▸ TRY IT:
Your task is to copy every line below that contains the word "cannot".

--- PROVIDED DATA Enclosed Below ---

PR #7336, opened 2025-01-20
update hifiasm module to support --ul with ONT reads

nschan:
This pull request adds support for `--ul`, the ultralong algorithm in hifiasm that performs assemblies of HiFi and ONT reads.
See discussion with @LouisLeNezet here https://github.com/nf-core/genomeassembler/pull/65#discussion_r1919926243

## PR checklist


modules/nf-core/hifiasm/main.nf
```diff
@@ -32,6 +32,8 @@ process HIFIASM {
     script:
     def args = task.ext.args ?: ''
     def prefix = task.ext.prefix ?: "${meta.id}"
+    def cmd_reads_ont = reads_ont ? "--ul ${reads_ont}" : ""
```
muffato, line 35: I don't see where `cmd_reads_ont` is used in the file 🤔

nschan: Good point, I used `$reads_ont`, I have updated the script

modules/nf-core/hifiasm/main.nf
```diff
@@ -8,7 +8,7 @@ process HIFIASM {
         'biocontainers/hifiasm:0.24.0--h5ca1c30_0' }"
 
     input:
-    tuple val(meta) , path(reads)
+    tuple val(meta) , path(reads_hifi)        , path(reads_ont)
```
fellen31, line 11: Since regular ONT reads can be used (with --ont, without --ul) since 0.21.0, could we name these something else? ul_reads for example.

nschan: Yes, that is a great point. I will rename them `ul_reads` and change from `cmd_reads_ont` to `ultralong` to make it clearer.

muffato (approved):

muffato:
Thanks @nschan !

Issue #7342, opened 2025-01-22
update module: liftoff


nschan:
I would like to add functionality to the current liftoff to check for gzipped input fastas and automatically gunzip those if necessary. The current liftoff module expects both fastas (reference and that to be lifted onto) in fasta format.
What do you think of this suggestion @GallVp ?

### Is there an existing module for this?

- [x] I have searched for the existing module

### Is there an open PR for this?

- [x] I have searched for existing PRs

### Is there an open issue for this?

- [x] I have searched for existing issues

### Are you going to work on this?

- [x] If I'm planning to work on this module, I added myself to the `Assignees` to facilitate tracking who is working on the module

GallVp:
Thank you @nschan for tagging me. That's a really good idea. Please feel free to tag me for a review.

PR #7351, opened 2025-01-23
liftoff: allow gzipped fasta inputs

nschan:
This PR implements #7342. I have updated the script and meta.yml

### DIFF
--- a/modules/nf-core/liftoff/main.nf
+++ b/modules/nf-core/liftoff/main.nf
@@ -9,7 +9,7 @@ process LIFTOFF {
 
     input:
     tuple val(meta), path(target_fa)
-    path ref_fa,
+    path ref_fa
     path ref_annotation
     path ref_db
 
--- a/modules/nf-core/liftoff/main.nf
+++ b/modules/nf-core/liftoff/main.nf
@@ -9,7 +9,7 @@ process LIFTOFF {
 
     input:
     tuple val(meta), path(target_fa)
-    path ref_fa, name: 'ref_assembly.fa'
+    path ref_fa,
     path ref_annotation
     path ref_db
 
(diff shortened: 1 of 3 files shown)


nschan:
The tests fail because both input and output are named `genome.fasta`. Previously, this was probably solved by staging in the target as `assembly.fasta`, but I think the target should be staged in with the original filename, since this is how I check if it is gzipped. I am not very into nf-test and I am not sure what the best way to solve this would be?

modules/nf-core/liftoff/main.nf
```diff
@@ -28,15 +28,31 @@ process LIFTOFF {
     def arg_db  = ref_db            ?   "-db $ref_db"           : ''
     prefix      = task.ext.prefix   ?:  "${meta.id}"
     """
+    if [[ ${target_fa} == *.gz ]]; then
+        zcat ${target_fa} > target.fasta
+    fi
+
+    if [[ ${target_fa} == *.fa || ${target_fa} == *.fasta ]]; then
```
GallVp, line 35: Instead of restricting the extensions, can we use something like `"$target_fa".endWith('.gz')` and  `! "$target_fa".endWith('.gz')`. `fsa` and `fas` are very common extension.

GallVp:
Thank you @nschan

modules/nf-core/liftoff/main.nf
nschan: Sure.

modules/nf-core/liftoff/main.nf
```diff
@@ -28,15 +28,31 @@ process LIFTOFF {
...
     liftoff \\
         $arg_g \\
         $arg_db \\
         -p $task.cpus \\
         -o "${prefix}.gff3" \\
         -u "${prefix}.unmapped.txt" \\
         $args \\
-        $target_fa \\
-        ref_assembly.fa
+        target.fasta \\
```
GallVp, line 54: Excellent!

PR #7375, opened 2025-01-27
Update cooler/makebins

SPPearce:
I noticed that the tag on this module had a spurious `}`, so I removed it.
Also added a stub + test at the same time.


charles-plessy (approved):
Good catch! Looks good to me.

--- End of Enclosed PROVIDED DATA ---
--- PROVIDED DATA Enclosed Below ---

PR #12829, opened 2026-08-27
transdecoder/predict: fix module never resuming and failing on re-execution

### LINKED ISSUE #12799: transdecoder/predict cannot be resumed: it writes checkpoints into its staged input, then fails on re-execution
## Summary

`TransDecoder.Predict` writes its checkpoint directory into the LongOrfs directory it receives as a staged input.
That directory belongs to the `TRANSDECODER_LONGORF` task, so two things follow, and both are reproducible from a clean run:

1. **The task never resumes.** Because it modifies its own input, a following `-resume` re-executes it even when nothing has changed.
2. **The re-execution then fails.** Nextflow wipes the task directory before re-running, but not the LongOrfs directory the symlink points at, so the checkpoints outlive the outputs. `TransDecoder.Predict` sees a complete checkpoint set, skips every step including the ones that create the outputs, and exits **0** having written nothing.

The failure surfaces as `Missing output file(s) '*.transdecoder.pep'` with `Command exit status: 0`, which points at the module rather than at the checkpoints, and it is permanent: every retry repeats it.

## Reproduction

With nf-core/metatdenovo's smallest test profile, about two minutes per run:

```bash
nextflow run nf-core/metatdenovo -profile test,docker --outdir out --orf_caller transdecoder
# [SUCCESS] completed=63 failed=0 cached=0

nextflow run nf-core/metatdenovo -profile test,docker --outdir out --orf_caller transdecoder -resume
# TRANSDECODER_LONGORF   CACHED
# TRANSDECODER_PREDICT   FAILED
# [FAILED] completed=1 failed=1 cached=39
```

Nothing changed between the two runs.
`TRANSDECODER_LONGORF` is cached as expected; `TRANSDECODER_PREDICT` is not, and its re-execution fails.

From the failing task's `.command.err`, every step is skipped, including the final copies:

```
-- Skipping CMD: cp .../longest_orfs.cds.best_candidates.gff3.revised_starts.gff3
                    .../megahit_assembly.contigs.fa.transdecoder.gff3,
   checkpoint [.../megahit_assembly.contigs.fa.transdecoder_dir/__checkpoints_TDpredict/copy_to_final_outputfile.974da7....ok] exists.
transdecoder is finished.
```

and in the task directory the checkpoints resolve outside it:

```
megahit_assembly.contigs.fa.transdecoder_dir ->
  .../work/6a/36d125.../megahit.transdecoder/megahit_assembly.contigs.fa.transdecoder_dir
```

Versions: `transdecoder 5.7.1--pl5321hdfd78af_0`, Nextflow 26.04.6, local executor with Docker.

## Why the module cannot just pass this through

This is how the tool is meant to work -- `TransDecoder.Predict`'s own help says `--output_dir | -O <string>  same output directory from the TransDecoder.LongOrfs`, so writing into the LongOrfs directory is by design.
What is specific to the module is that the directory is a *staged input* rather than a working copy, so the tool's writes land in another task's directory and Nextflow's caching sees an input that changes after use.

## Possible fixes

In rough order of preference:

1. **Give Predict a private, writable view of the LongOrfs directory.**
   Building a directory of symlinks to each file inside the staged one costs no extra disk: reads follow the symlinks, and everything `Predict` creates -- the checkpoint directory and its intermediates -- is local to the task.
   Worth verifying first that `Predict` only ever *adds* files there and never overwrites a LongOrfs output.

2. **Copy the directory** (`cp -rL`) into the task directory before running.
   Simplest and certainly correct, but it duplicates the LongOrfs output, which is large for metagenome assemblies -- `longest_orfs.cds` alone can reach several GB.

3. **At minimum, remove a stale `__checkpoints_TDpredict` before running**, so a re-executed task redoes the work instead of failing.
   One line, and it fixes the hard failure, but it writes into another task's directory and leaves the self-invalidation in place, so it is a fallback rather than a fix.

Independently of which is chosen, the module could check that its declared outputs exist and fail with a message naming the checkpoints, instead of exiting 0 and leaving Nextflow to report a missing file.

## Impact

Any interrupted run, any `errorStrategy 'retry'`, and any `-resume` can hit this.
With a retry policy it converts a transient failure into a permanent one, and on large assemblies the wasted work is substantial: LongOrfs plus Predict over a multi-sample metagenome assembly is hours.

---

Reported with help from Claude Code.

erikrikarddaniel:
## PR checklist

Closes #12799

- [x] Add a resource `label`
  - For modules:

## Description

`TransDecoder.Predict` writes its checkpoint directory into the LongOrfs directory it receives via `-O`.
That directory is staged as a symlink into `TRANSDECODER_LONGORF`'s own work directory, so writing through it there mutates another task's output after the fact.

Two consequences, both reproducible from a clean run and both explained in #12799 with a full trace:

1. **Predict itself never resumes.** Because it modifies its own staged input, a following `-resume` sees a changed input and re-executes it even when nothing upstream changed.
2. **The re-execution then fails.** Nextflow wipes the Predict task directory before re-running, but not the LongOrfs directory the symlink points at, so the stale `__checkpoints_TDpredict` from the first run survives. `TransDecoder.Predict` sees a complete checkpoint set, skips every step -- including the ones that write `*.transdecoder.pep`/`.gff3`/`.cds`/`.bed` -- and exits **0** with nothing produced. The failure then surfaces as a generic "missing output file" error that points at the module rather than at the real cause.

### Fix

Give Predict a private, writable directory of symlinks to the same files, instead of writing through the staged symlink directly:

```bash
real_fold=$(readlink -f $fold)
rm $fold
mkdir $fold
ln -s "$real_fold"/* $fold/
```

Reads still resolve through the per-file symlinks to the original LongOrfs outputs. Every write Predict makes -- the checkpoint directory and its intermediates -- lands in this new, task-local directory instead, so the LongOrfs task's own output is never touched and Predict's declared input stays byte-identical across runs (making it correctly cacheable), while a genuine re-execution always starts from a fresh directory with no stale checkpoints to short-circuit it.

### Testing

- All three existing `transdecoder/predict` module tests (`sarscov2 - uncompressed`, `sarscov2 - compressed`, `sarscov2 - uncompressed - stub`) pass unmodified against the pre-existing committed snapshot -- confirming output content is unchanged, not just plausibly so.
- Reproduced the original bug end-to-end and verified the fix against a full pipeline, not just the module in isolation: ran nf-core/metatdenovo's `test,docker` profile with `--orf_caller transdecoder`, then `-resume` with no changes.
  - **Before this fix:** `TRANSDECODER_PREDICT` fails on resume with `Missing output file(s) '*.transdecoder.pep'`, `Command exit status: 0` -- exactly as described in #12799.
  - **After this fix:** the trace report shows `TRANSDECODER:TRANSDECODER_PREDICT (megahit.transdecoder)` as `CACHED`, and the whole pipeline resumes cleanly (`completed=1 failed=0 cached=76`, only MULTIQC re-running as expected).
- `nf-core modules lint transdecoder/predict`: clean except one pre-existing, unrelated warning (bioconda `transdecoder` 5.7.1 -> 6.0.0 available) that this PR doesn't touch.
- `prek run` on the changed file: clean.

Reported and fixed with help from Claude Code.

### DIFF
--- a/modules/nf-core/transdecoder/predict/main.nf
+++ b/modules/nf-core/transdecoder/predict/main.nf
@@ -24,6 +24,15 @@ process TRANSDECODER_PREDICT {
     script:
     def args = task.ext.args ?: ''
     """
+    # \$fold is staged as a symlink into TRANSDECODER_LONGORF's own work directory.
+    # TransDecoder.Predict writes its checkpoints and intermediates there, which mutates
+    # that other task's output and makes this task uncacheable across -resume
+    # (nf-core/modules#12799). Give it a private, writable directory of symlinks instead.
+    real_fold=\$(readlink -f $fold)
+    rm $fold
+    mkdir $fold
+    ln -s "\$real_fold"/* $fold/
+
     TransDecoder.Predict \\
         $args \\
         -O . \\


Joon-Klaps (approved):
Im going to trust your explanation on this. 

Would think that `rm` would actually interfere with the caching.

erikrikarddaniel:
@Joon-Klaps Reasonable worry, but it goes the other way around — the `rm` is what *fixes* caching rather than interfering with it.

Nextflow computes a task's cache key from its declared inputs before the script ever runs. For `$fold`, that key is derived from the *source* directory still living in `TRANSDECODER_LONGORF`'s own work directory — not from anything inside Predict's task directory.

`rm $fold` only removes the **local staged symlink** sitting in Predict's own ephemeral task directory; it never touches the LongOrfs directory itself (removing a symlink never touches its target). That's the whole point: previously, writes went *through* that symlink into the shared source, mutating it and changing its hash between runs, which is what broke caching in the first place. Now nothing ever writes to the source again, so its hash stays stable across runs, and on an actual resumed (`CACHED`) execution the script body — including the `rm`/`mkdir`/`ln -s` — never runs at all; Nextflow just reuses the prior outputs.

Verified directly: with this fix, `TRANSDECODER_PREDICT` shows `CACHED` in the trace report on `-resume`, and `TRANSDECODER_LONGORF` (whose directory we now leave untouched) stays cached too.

--- End of Enclosed PROVIDED DATA ---

▸ WRITTEN ANSWER:
### LINKED ISSUE #12799: transdecoder/predict cannot be resumed: it writes checkpoints into its staged input, then fails on re-execution
## Why the module cannot just pass this through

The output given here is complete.